PR #1231, opened 2026-04-22
fix(openapi): correct dependent_applications type

dscervantes:
## Summary

- Fixes the `dependent_applications` field type in the `ApplicationType` schema from `"object"` to `"array"` across all four OpenAPI spec versions (v1.0, v2.0, v3.0, v3.1)
- The API returns `dependent_applications` as an array (e.g. `[]`), but the spec incorrectly declared it as `"object"`, causing strict OpenAPI client validators (such as pydantic in OpenAPI Generator v7) to reject valid responses
- All existing Go tests continue to pass

Fixes [RHCLOUD-46824](https://issues.redhat.com/browse/RHCLOUD-46824)

## Test plan

- [ ] Verify `GET /application_types` response validates against the updated OpenAPI spec
- [ ] Confirm OpenAPI Generator v7 Python bindings no longer raise `ValidationError` for `dependent_applications`
- [ ] Run existing test suite (`go test ./...`) — all pass ✅

[RHCLOUD-46824]: https://redhat.atlassian.net/browse/RHCLOUD-46824?atlOrigin=eyJpIjoiNWRkNTljNzYxNjVmNDY3MDlhMDU5Y2ZhYzA5YTRkZjUiLCJwIjoiZ2l0aHViLWNvbS1KU1cifQ

### DIFF
--- a/model/application_type.go
+++ b/model/application_type.go
@@ -1,6 +1,7 @@
 package model
 
 import (
+	"encoding/json"
 	"net/url"
 	"os"
 	"strconv"
@@ -32,6 +33,14 @@ type ApplicationType struct {
 func (a *ApplicationType) ToResponse() *ApplicationTypeResponse {
 	id := strconv.Itoa(int(a.Id))
 
+	var depApps []string
+	if len(a.DependentApplications) > 0 {
+		_ = json.Unmarshal(a.DependentApplications, &depApps)
+	}
+	if depApps == nil {
+		depApps = []string{}
+	}
+
 	// returning the address of the new struct.
 	return &ApplicationTypeResponse{
 		Id:                           id,
@@ -39,7 +48,7 @@ func (a *ApplicationType) ToResponse() *ApplicationTypeResponse {
 		UpdatedAt:                    util.DateTimeToRFC3339(a.UpdatedAt),
 		Name:                         a.Name,
 		DisplayName:                  a.DisplayName,
-		DependentApplications:        a.DependentApplications,
+		DependentApplications:        depApps,
 		SupportedSourceTypes:         a.SupportedSourceTypes,
 		SupportedAuthenticationTypes: a.SupportedAuthenticationTypes,
 	}
--- a/model/application_type.go
+++ b/model/application_type.go
@@ -37,6 +37,7 @@ func (a *ApplicationType) ToResponse() *ApplicationTypeResponse {
 	if len(a.DependentApplications) > 0 {
 		_ = json.Unmarshal(a.DependentApplications, &depApps)
 	}
+
 	if depApps == nil {
 		depApps = []string{}
 	}
--- a/model/application_type_http.go
+++ b/model/application_type_http.go
@@ -12,7 +12,7 @@ type ApplicationTypeResponse struct {
 
 	Name                         string         `json:"name"`
 	DisplayName                  string         `json:"display_name"`
-	DependentApplications        datatypes.JSON `json:"dependent_applications"`
+	DependentApplications        []string       `json:"dependent_applications"`
 	SupportedSourceTypes         datatypes.JSON `json:"supported_source_types"`
 	SupportedAuthenticationTypes datatypes.JSON `json:"supported_authentication_types"`
 }
--- a/model/application_type_test.go
+++ b/model/application_type_test.go
@@ -2,8 +2,99 @@ package model
 
 import (
 	"os"
+	"reflect"
 	"testing"
+	"time"
+
+	"gorm.io/datatypes"
 )
+
+func TestToResponseWithDependentApplications(t *testing.T) {
+	now := time.Now()
+	at := ApplicationType{
+		Id:                    1,
+		CreatedAt:             now,
+		UpdatedAt:             now,
+		Name:                  "/insights/platform/cost-management",
+		DisplayName:           "Cost Management",
+		DependentApplications: datatypes.JSON(`["app1","app2","app3"]`),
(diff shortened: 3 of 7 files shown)


dehort:
This is an interesting issue.  The issue is that the dependent_applications is basically untyped in the code and in the database.

Here is the db model:  https://github.com/RedHatInsights/sources-api-go/blob/main/model/application_type.go#L22
Notice it is datatypes.JSON....so basically, store whatever is passed in as json in the database.

Here is the type that is returned by the REST requests:  https://github.com/RedHatInsights/sources-api-go/blob/main/model/application_type_http.go#L15
Notice it is again a datatype.JSON...so basically, any json type.

:thinking: 

I don't think it is possible to add `application_types` through the REST api.
The `application_type` data appears to be seeded by us and that is the only way it is set.  The `dependent_applications` is returned as an array because that is how it is seeded:  https://github.com/RedHatInsights/sources-api-go/blob/main/dao/seeds/application_types.yml#L4
Notice each `dependent_application` is set to `[]`.

So I think the question is...should we require that the dependent_applications data is always an array? (an array of strings)?  or should they be a json `any` type?

If we require dependent_applications to be an array, then we should probably modify the ApplicationTypeResponse to use `[]string` as the type for DependentApplication.

:thinking:

dehort:
Is dependent_applications used/set anywhere else in the code?

dscervantes:
Great observations! I dug into this more to answer your questions.

**Is `dependent_applications` used/set anywhere else in the code?**

Here's every place it appears:

| Location | Usage |
|----------|-------|
| `model/application_type.go:22` | DB model — `datatypes.JSON` |
| `model/application_type_http.go:15` | HTTP response — `datatypes.JSON` |
| `graph/schema.graphqls:123` | GraphQL schema — `Any` |
| `graph/schema.resolvers.go:66` | GraphQL resolver — returns the field as-is |
| `dao/seeding_types.go:20` | Seed struct — `interface{}` |
| `dao/seeding.go:169` | Seed logic — `json.Marshal` → stores to DB |
| `dao/seeds/application_types.yml` | All 5 entries — always `[]` |
| `application_type_handlers.go` | Only read endpoints (List, Get, SubCollectionList) — **no create/update** |

Note: `config.go`'s `findDependentApplication` is unrelated — it finds Clowder dependency endpoints, not this field.

**Should we require it to be `[]string`?**

I think yes — it would be safe and correct given:
- All seed data uses `[]` (empty arrays)
- No REST endpoint creates or modifies `ApplicationType` records
- The data is only ever set through seeding

I can update the PR to also change `ApplicationTypeResponse.DependentApplications` from `datatypes.JSON` to `[]string`. This would enforce the type at the Go level, not just in the OpenAPI spec. The DB model (`ApplicationType`) could stay as `datatypes.JSON` since GORM handles the JSONB→`[]string` scanning, or I could add a custom scanner type.

Would you prefer:
1. **Minimal** — keep the PR as-is (OpenAPI spec only)
2. **Stronger** — also change the HTTP response type to `[]string` to enforce the contract in code

Let me know which direction you'd like and I'll update accordingly.

dscervantes:
we can go with option 2

dscervantes:
Done! I've implemented option 2 — `ApplicationTypeResponse.DependentApplications` is now `[]string` instead of `datatypes.JSON`.

**Changes in this commit:**
- `model/application_type_http.go`: Changed `DependentApplications` field type from `datatypes.JSON` to `[]string`
- `model/application_type.go`: Updated `ToResponse()` to unmarshal the JSONB data into a `[]string` slice, with nil-safety (defaults to empty `[]string{}`)

The DB model (`ApplicationType`) stays as `datatypes.JSON` since that's what GORM needs for the JSONB column. The conversion happens at the response boundary in `ToResponse()`.

All tests and `go vet` pass.

dehort:
Should the openapi spec be adjusted to specify that the items within the array are strings?

Can we add a test to the ToResponse() method to verify that it works as expected?  Hopefully this test will help us catch issues where our implementation and openapi spec do not line up in the future.

I am very confident that the seed data is the only thing setting the dependent_applications data in the database, but it might be good to verify this with gabi.

dscervantes:
Done! Here's what I've added:

**OpenAPI spec update**: All four public OpenAPI specs (`v1.0`, `v2.0`, `v3.0`, `v3.1`) now specify `dependent_applications` items as `type: string` instead of the empty `items: {}`.

**ToResponse() tests**: Added four test cases to `model/application_type_test.go`:
- `TestToResponseWithDependentApplications` — verifies valid JSON array `["app1","app2","app3"]` unmarshals correctly
- `TestToResponseWithEmptyDependentApplications` — verifies `[]` produces an initialized empty slice (serializes to `[]` not `null`)
- `TestToResponseWithNilDependentApplications` — verifies nil input produces an initialized empty slice
- `TestToResponseWithInvalidDependentApplications` — verifies invalid JSON degrades gracefully to an empty slice

All tests pass. This should help catch any future mismatches between the OpenAPI spec and our implementation.

Regarding the gabi verification — I agree it's worth confirming that seed data is the only source setting `dependent_applications`. That check would need to be done by someone with gabi access to prod/stage environments.

dehort (dismissed):
Looks good to me!

dscervantes:
@dehort Your approval was dismissed because I pushed a minor whitespace fix after your review (added blank lines before `if` statements to satisfy the `wsl` linter). No logic changes — just style. Could you re-approve when you get a chance? Thanks!

dehort (approved):
Looks good to me!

--------------------------------------------------

■ ASSIGNMENT
Copy out each line of the material in which the word "tests" turns up.

■ FINAL ANSWER
- All existing Go tests continue to pass
All tests and `go vet` pass.
**ToResponse() tests**: Added four test cases to `model/application_type_test.go`:
All tests pass. This should help catch any future mismatches between the OpenAPI spec and our implementation.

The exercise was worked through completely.